Thursday, February 17, 2011

"The Meeting," by John Greenleaf Whittier

Originally published on Los Thunderlads, 6 January 2011:

Paul Elmer More’s essay on Quaker poet John Greenleaf Whittier, mentioned below, quotes Whittier’s poem “The Meeting.” The poem is long, and not aimed at 21st century literary sensibilities. It begins with a long passage from a visitor who reproves Whittier for attending the silent meetings of Quakers, deprecating them as “dull rites of drowsy-head” and extolling the outdoors as the proper place to worship the God who created nature. In response, Whittier explains that wilderness is full of distractions, while the surroundings within the meetinghouse focus the mind on God.

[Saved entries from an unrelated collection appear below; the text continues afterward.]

PR #456, opened 2018-06-21
More android tests

Menardi:
### Platforms affected
Android

### What does this PR do?
Adds more unit tests for Android.

Since my last PR adding tests went well, I decided to add some more. I have basically gone alphabetically and added tests to give full coverage for `Adb.js` and `AndroidManifest.js`. I may have time later in the next few days to add more tests, but I didn't want to make a huge PR which would take a long time to review.

I also made a small change to the tests for `Api.js`. These tests previously logged `Android Studio project detected`, polluting the test reporter's output. They now no longer do this.

I know the contribution guidelines say to squash PRs into one commit, but in this case, I believe the separate commits make sense. I suppose this could be two (or three) separate PRs. If I should do that next time, please let me know.

Run `npm run unit-tests` locally

### Checklist

### DIFF
--- a/spec/unit/Adb.spec.js
+++ b/spec/unit/Adb.spec.js
@@ -1,0 +1,229 @@
+/**
+    Licensed to the Apache Software Foundation (ASF) under one
+    or more contributor license agreements.  See the NOTICE file
+    distributed with this work for additional information
+    regarding copyright ownership.  The ASF licenses this file
+    to you under the Apache License, Version 2.0 (the
+    "License"); you may not use this file except in compliance
+    with the License.  You may obtain a copy of the License at
+
+    http://www.apache.org/licenses/LICENSE-2.0
+
+    Unless required by applicable law or agreed to in writing,
+    software distributed under the License is distributed on an
+    "AS IS" BASIS, WITHOUT WARRANTIES OR CONDITIONS OF ANY
+    KIND, either express or implied.  See the License for the
+    specific language governing permissions and limitations
+    under the License.
+*/
+
+const CordovaError = require('cordova-common').CordovaError;
+const rewire = require('rewire');
+
+describe('Adb', () => {
+    const adbOutput = `List of devices attached
+emulator-5554\tdevice
+123a76565509e124\tdevice`;
+    const [, emulatorLine, deviceLine] = adbOutput.split('\n');
+    const emulatorId = emulatorLine.split('\t')[0];
+    const deviceId = deviceLine.split('\t')[0];
+
+    const alreadyExistsError = 'adb: failed to install app.apk: Failure[INSTALL_FAILED_ALREADY_EXISTS]';
+    const certificateError = 'adb: failed to install app.apk: Failure[INSTALL_PARSE_FAILED_NO_CERTIFICATES]';
+    const downgradeError = 'adb: failed to install app.apk: Failure[INSTALL_FAILED_VERSION_DOWNGRADE]';
+
+    let Adb;
+    let spawnSpy;
+
+    beforeEach(() => {
+        Adb = rewire('../../bin/templates/cordova/lib/Adb');
+        spawnSpy = jasmine.createSpy('spawn');
+        Adb.__set__('spawn', spawnSpy);
+    });
+
+    describe('isDevice', () => {
+        it('should return true for a real device', () => {
+            const isDevice = Adb.__get__('isDevice');
+
+            expect(isDevice(deviceLine)).toBeTruthy();
+            expect(isDevice(emulatorLine)).toBeFalsy();
+        });
+    });
+
+    describe('isEmulator', () => {
+        it('should return true for an emulator', () => {
+            const isEmulator = Adb.__get__('isEmulator');
+
+            expect(isEmulator(emulatorLine)).toBeTruthy();
+            expect(isEmulator(deviceLine)).toBeFalsy();
+        });
+    });
+
+    describe('devices', () => {
+        beforeEach(() => {
+            spawnSpy.and.returnValue(Promise.resolve(adbOutput));
+        });
+
+        it('should return only devices if no options are specified', () => {
+            return Adb.devices().then(devices => {
+                expect(devices.length).toBe(1);
+                expect(devices[0]).toBe(deviceId);
+            });
+        });
+
+        it('should return only emulators if opts.emulators is true', () => {
+            return Adb.devices({emulators: true}).then(devices => {
+                expect(devices.length).toBe(1);
+                expect(devices[0]).toBe(emulatorId);
+            });
+        });
+    });
+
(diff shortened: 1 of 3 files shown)


spec/unit/Adb.spec.js
```diff
@@ -0,0 +1,222 @@
...
+
+        it('should reject with a CordovaError on a shell error', () => {
+            const errorMessage = 'Test Start error';
+            spyOn(Adb, 'shell').and.returnValue(Promise.reject(errorMessage));
+
+            return Adb.start(deviceId, activityName)
+                .then(() => fail('Unexpectedly resolved'))
+                .catch(err => {
+                    expect(err instanceof Adb.__get__('CordovaError')).toBe(true);
+                    expect(err).toMatch(errorMessage);
```
raphinesse: I usually explicitly check the message property to make sure it's OK. Coercing an error to string can give you all kinds of junk in addition to the message. Apply elsewhere accordingly.

janpio:
Wheee, additional tests are always nice. Great work @Menardi !

spec/unit/AndroidManifest.spec.js
```diff
@@ -0,0 +1,311 @@
...
+        it('should throw an error if not a valid manifest', () => {
+            createTempManifestFile(`<?xml version='1.0' encoding='utf-8'?><notamanifest></notamanifest>`);
+
+            try {
+                manifest = new AndroidManifest(manifestPath);
+                fail('Expected error to be thrown');
+            } catch (e) {
+                // Pass
+            }
+        });
```
raphinesse: Replace with
```js
expect(_ => new AndroidManifest(manifestPath)).toThrowError(CordovaError);
// or if it throws another Error
expect(_ => new AndroidManifest(manifestPath)).toThrowError();
```

spec/unit/AndroidManifest.spec.js
```diff
@@ -0,0 +1,311 @@
...
+
+    describe('versionName', () => {
+        it('should get the version name', () => {
+            expect(manifest.getVersionName()).toBe(VERSION_NAME);
+        });
+
+        it('should set the version name', () => {
+            manifest.setVersionName('6.1.0');
+            expect(manifest.getVersionName()).toBe('6.1.0');
+        });
```
raphinesse: For all the setter tests, it would be nice if it were immediately obvious, that the value you are setting is *not* equal to the original value in the Manifest. Maybe something along the lines of:
```js
const newVersion = VERSION_NAME + '-new';
manifest.setVersionName(newVersion);
expect(manifest.getVersionName()).toBe(newVersion);
```
What do you think?

spec/unit/AndroidManifest.spec.js
```diff
@@ -0,0 +1,311 @@
...
+            expect(manifest.getTargetSdkVersion()).toBe(TARGET_SDK_VERSION);
+        });
+
+        it('should set targetSdkVersion', () => {
+            manifest.setTargetSdkVersion(1);
+            expect(manifest.getTargetSdkVersion()).toBe(1);
+        });
+
+        it('should create the uses-sdk node if it does not exist when setting targetSdkVersion', () => {
+            const NO_SDK_MANIFEST = DEFAULT_MANIFEST.replace(/<uses-sdk.*\/>/, '');
```
raphinesse: `/<uses-sdk.*?\/>/` or `/<uses-sdk[^>]*\/>/` will be safer if someone decides to add something after the last element.

Or you could not use a RegeExp to parse XML (kidding :wink:) and manipulate your doc after parsing:
```js
manifest.doc.getroot().remove(manifest.doc.getroot().find('./uses-sdk'))
```

spec/unit/AndroidManifest.spec.js
```diff
@@ -0,0 +1,311 @@
...
+            manifest.setDebuggable(true);
+            expect(manifest.getDebuggable()).toBe(true);
+        });
+    });
+
+    describe('write', () => {
+        let fsSpy;
+
+        beforeEach(() => {
+            fsSpy = jasmine.createSpyObj(['writeFileSync']);
```
raphinesse: Use `jasmine.createSpyObj('fs', ['writeFileSync'])` or any Jasmine error messages will refer to the spy as `undefined.writeFileSync`

spec/unit/AndroidManifest.spec.js
Menardi: The reason I didn't do that is that it wouldn't technically be a valid value for the manifest. I suppose it doesn't really matter though since we are really only testing text manipulation, not the validity of the manifest. This would make it more readable, so I will change it.

spec/unit/AndroidManifest.spec.js
Menardi: Ah, that's much better! I couldn't quite figure out the XML lib, and the docs didn't describe how to remove a node. I'll do this, thanks!

spec/unit/AndroidManifest.spec.js
Menardi: That is much better. I should have realised Jasmine could cover this case.

spec/unit/Adb.spec.js
```diff
@@ -0,0 +1,222 @@
...
+        // The following two tests are somewhat brittle as they are dependent on the
+        // exact message returned. But it is better to have them tested than not at all.
+        it('should give a more specific error message if there is a certificate failure', () => {
+            spawnSpy.and.returnValue(Promise.resolve(certificateError));
+
+            return Adb.install(deviceId, '')
+                .then(() => fail('Unexpectedly resolved'))
+                .catch(err => {
+                    expect(err).toMatch('Sign the build');
+                });
```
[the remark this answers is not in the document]
raphinesse: I asked because I would assert that err is an error whenever possible. Debugging thrown primitives can be really nasty, due to the lack of a stack trace.

So if we actually get a CordovaError here, I would add
```js
expect(err).toEqual(jasmine.any(CordovaError));
```

spec/unit/Adb.spec.js
```diff
@@ -0,0 +1,222 @@
...
+
+            return Adb.shell(deviceId, shellCommand).then(() => {
+                const args = spawnSpy.calls.argsFor(0);
+                expect(args[0]).toBe('adb');
+
+                const adbArgs = args[1].join(' ');
+                expect(adbArgs).toContain('shell');
+                expect(adbArgs).toMatch(`-s ${deviceId}`);
+                expect(adbArgs).toMatch(new RegExp(`${shellCommand}$`));
+            });
```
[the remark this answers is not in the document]
raphinesse: Yes, I completely agree then. Thanks for the explanation!

raphinesse:
Thanks again for these wonderful tests. :1st_place_medal: 

Thanks to you we have now over 50% coverage! Time to get us some badges :grin:

PR #459, opened 2018-06-28
CB-14139 android: Add jvmargs flag for custom values

erisu:
### Platforms affected
Android

### What does this PR do?
Added an additional flag `--jvmargs` to allow users to customize the Gradle's JVM memory heap size settings.

Document updates have been submitted in [cordova-docs PR 839](https://github.com/apache/cordova-docs/pull/839).

JIRA Ticket: [CB-14139](https://issues.apache.org/jira/browse/CB-14139)

- cordova build and run with and without flag settings.

### Checklist

### DIFF
--- a/bin/templates/cordova/lib/build.js
+++ b/bin/templates/cordova/lib/build.js
@@ -53,6 +53,7 @@ function parseOpts (options, resolvedTarget, projectRoot) {
         buildMethod: process.env.ANDROID_BUILD || 'studio',
         prepEnv: options.argv.prepenv,
         arch: resolvedTarget && resolvedTarget.arch,
+        jvmargs: (options.argv.jvmargs || '-Xmx2048m'),
         extraArgs: []
     };
 
--- a/bin/templates/cordova/lib/builders/GradleBuilder.js
+++ b/bin/templates/cordova/lib/builders/GradleBuilder.js
@@ -57,7 +57,7 @@ GradleBuilder.prototype.getArgs = function (cmd, opts) {
     // 10 seconds -> 6 seconds
     args.push('-Dorg.gradle.daemon=true');
     // to allow dex in process
-    args.push('-Dorg.gradle.jvmargs=-Xmx2048m');
+    args.push('-Dorg.gradle.jvmargs=' + opts.jvmargs);
     // allow NDK to be used - required by Gradle 1.5 plugin
     args.push('-Pandroid.useDeprecatedNdk=true');
     args.push.apply(args, opts.extraArgs);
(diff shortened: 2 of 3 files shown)


raphinesse:
Couldn't we instead remove the default jvmargs setting and use one of the various other transparent methods of setting this? As in environment variables (per command) or Gradle properties.

I'm just asking. New features are hard to get rid of, once added.

erisu:
@raphinesse 

I do not mind if the `org.gradle.jvmargs` is defined in the `gradle.properties` file. I also agree that once a new feature is added, it will be hard to remove.

It is referenced in [Gradle's Documentation](https://docs.gradle.org/current/userguide/build_environment.html#sec:configuring_jvm_memory) and [Cordova's Documentation](https://cordova.apache.org/docs/en/latest/guide/platforms/android/index.html#configuring-gradle).

The only **potential issue** is for users that have already created their own project's `gradle.properties` file.

If the `command-line flag` is removed from `GradleBuilder.js` and `StudioBuilder.js`, users with the `gradle.properties` file may need to manually add the property.

Gradle's default to maximum heap size is set to `Xmx1024m` while we had defined ours as `Xmx2048m`.

The `command-line flag` setting was committed for [enabling the dex process for large projects](https://github.com/apache/cordova-android/commit/3a33f4c0a62291ed4faf444cd4525952f90a0b57).

raphinesse:
Thanks for your Analysis.

Looking at the issue this is supposed to fix, I wonder if removing the default memory setting is the right thing here. The way I see it, we would be improving support for 32 bit JVMs while worsening the situation for large projects. That does not sound like a good deal to me.

Is 32bit Java support even relevant? If so, IMHO the best thing would be detecting it and limit the heap size accordingly. However, we probably need the check_reqs cleanup that I put on the roadmap for next major first.

Does that make sense or am I getting something wrong?

janpio:
Huh @erisu? What happened?

erisu:
@janpio, sorry for the missing comment.

The more I think about it, it's probably better to not add an additional flag to set the jvmargs. It is a quicker and simpler solution but as mentioned, it would be harder to remove flag in the future.

Using the gradle.properties would be better in the long run. 

Looking back at the potential issue mentioned above when using the properties file, I think we just need to create a GradlePropertiesConfigParser/Writer.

More was an excellent critic, and chose the perfect lines to quote:

But nature is not solitude:
She crowds us with her thronging wood;
Her many hands reach out to us,
Her many tongues are garrulous;
Perpetual riddles of surprise
She offers to our ears and eyes;
….

And so I find it well to come
For deeper rest to this still room,
For here the habit of the soul
Feels less the outer world’s control;
The strength of mutual purpose pleads
More earnestly our common needs;
And from the silence multiplied
By these still forms on either side,
The world that time and sense have known
Falls off and leaves us God alone.

I recommend the whole poem. Not least because the theme developed in my earlier post, that Quakerism tends to obscure the importance of habit in human life, is partially belied by Whittier’s lively interest in this topic.